**Exercise:** Go through the records below and copy out every line that contains the word "visible".

[Start of Attachment]

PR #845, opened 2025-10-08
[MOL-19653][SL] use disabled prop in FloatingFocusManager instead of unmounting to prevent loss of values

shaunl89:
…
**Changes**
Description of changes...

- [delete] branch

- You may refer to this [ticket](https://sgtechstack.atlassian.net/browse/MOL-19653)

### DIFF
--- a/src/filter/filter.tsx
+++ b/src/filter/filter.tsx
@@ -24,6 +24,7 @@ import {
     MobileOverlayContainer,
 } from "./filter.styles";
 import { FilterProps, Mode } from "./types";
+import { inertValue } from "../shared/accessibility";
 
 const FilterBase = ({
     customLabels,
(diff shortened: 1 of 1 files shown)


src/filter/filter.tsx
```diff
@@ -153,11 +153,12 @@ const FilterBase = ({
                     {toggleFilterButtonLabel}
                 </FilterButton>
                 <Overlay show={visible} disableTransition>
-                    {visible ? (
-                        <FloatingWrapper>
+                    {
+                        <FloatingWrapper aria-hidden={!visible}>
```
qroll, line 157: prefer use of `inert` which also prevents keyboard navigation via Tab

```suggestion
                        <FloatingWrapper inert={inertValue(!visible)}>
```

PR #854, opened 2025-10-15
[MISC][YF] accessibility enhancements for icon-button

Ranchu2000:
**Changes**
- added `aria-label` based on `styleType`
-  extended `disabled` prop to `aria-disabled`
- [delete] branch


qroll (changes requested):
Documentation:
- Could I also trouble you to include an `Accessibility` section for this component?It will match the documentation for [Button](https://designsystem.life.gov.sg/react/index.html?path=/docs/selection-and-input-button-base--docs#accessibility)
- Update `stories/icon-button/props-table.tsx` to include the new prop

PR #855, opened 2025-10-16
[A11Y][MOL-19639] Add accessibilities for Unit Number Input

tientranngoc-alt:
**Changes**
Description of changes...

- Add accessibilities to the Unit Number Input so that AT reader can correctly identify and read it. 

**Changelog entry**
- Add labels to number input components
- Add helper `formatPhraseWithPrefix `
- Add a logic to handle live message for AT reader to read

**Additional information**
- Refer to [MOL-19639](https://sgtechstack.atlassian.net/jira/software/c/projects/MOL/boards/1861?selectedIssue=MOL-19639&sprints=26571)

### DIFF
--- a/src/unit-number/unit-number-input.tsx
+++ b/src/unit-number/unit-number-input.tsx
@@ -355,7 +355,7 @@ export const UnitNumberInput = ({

[End of Attachment]

**Response to this task:**
                 <Overlay show={visible} disableTransition>
-                    {visible ? (
+                        <FloatingWrapper aria-hidden={!visible}>
                        <FloatingWrapper inert={inertValue(!visible)}>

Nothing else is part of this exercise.